Exercise data:

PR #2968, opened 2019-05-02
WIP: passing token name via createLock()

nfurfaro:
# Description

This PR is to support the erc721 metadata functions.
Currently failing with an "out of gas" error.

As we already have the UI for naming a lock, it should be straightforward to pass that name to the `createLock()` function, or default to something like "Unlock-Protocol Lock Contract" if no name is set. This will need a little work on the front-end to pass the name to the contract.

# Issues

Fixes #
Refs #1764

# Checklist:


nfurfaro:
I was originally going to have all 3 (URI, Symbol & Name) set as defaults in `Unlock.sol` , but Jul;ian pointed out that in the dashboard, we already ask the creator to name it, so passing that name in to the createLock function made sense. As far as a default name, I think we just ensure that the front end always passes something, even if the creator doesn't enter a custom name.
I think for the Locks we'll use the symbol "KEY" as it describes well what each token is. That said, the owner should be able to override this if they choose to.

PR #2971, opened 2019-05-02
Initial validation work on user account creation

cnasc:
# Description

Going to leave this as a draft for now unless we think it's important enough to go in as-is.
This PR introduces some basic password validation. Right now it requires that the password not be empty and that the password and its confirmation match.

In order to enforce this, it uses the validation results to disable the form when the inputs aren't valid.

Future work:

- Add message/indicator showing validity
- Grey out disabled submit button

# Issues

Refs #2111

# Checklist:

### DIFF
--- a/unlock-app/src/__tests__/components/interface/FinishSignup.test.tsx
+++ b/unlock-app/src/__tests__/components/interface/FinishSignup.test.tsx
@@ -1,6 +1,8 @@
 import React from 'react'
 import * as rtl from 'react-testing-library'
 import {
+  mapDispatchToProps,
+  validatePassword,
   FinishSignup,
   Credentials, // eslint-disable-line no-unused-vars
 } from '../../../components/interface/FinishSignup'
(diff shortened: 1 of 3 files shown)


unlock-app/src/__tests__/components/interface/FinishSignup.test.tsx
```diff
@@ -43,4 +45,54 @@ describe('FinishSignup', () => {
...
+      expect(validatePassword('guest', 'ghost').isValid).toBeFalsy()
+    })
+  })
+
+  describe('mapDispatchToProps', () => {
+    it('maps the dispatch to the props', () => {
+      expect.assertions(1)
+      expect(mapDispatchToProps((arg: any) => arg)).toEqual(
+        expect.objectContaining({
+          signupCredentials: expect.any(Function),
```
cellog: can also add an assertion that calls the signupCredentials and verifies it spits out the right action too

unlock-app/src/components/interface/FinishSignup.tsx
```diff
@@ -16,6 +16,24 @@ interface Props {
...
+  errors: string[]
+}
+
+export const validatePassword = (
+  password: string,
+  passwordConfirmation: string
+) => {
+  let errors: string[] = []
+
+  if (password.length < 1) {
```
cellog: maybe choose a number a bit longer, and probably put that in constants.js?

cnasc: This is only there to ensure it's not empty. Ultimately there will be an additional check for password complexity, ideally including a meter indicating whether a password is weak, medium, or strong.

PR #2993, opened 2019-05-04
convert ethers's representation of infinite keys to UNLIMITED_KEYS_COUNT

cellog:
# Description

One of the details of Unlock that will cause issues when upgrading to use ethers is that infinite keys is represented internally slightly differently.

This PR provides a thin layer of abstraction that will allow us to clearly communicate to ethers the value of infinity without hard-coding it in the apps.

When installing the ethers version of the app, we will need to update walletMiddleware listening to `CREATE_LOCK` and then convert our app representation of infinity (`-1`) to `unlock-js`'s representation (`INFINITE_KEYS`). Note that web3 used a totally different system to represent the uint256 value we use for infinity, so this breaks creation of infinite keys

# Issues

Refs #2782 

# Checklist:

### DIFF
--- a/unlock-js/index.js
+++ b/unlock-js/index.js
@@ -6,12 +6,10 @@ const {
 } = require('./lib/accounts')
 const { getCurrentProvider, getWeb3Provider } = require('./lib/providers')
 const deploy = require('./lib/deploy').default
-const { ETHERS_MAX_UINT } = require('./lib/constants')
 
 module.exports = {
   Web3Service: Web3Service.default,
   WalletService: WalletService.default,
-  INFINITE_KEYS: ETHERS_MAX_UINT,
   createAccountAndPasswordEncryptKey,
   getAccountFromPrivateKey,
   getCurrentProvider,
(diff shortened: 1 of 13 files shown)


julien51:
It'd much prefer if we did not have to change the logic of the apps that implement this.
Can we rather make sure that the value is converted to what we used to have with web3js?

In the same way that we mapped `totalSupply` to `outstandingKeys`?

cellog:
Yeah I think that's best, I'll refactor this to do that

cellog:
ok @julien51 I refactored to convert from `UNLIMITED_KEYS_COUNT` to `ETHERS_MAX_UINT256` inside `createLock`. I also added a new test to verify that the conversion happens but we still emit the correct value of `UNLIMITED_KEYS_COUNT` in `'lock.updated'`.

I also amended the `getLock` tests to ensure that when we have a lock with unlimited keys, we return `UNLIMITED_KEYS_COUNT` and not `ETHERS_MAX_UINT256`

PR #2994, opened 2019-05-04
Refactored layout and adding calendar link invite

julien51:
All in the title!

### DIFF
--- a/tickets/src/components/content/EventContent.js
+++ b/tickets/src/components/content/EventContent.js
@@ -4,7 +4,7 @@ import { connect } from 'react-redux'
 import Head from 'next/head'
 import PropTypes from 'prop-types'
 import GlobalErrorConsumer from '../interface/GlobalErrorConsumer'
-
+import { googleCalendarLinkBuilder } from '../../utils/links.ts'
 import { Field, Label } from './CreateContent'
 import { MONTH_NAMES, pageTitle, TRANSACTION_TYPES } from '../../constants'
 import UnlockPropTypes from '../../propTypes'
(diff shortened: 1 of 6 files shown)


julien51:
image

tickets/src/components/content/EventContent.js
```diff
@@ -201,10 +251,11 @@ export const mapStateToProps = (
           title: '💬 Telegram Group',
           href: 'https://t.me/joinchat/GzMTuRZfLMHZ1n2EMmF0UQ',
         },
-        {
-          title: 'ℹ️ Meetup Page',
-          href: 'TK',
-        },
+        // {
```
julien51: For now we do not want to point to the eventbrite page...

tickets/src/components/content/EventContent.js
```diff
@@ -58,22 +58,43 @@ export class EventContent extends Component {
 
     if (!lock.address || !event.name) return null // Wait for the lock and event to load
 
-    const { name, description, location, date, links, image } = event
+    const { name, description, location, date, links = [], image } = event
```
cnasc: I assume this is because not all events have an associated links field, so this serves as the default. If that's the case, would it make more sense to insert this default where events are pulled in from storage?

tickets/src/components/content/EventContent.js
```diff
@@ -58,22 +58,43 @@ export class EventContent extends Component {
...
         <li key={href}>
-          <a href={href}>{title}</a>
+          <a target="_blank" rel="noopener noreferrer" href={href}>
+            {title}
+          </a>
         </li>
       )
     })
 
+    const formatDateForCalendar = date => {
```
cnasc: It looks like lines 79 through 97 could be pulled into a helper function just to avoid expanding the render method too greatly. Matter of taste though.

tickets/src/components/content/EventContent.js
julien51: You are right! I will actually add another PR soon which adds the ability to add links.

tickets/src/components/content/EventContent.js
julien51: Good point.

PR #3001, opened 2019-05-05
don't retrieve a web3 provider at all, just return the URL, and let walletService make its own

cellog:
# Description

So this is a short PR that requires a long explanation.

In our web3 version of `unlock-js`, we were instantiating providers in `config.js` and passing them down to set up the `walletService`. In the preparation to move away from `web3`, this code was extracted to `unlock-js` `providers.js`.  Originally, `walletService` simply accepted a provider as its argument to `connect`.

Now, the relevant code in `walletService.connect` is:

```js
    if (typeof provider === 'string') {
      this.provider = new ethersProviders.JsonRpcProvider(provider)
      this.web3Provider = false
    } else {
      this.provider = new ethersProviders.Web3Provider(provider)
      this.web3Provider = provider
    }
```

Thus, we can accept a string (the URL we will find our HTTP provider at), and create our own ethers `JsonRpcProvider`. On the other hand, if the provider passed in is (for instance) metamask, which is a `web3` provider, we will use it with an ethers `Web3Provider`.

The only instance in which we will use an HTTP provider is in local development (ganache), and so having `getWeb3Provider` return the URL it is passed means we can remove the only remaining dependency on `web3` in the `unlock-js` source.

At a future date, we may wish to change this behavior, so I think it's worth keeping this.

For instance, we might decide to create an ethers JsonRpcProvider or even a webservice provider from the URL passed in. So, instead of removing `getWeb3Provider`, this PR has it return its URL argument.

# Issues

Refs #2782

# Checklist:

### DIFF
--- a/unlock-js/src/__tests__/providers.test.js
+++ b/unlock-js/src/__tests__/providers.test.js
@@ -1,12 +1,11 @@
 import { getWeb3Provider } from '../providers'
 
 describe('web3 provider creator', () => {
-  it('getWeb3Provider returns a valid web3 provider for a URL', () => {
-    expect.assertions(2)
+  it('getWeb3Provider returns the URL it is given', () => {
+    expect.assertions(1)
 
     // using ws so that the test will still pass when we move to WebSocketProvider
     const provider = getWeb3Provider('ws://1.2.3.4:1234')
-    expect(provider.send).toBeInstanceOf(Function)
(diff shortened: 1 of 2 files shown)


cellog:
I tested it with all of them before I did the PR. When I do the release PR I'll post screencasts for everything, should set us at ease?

How to complete this task: Once the line containing "Currently failing with" has been written out, please stop; every line before it, back to the first line of the records above, should be given exactly.

Problem solution:
PR #2968, opened 2019-05-02
WIP: passing token name via createLock()

nfurfaro:
# Description

This PR is to support the erc721 metadata functions.
Currently failing with an "out of gas" error.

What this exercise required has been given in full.